=== BRIEF ===
Report every line of the listing below in which the string "exact" occurs.

=== DATASET EXTRACT ===
PR #1828, opened 2026-09-11
fix(channels/terminal): read stdin via executor on Windows instead of connect_read_pipe

### LINKED ISSUE #1575: [Bug]: TerminalChannel crashes on Windows with [WinError 6] Invalid handle in connect_read_pipe

andrew1234-arch:
## Linked issue
Fixes #1575 

## Summary
`_get_reader` calls `loop.connect_read_pipe` on `sys.stdin`. The default
Windows `ProactorEventLoop` registers that via IOCP, which requires an
overlapped-capable handle -- an interactive console handle is not one, so
registration raises `OSError: [WinError 6] The handle is invalid` and
permanently breaks the reader.

Per triage, whether `TerminalChannel` should exist at all (it currently
has zero consumers anywhere) is a separate, maintainer-level question --
this PR doesn't touch that, just the reported crash.

## Fix
Compared against competing PR #1642, which takes the same overall
approach (branch on `sys.platform`, read via `run_in_executor` on
Windows -- the same pattern `send`/`edit` already use for stdout) and
includes a solid test suite -- but reads via the *text-mode*
`sys.stdin.readline()`. That decodes using Python's default (strict)
error handler, so malformed/non-UTF-8 console input raises
`UnicodeDecodeError` on Windows while the POSIX path (which reads bytes
and explicitly decodes with `errors="replace"`) silently substitutes for
the exact same input. This PR reads through `sys.stdin.buffer` (bytes)
instead, so both platform branches share one decoding policy rather than
two different ones for the same edge case.

## Tests
New `tests/test_channels/test_terminal_channel.py`: Windows path never
touches `_get_reader`/`connect_read_pipe` (the exact call that raises
WinError 6), EOF reported as empty content, malformed bytes replaced
(not raised) on Windows, POSIX path unchanged, and the same
malformed-bytes guarantee pinned on POSIX too so both branches are
proven to share the policy rather than just each happening to work.

Commands run:
uv run ruff check src/agentos/channels/terminal.py tests/test_channels/test_terminal_channel.py
uv run ruff format --check src/agentos/channels/terminal.py tests/test_channels/test_terminal_channel.py
uv run mypy src/agentos/channels/terminal.py tests/test_channels/test_terminal_channel.py --show-error-codes
uv run pytest tests/test_channels/ tests/unit/chat/ tests/test_scheduler/ -q
Results: ruff clean, ruff format clean, mypy clean, 1061/1061 passing.
Not verified on a real Windows machine -- `sys.platform`/`sys.stdin` are
mocked, per triage's own acknowledgment that this can't be tested on a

=== THE ANSWER ===
the exact same input. This PR reads through `sys.stdin.buffer` (bytes)
touches `_get_reader`/`connect_read_pipe` (the exact call that raises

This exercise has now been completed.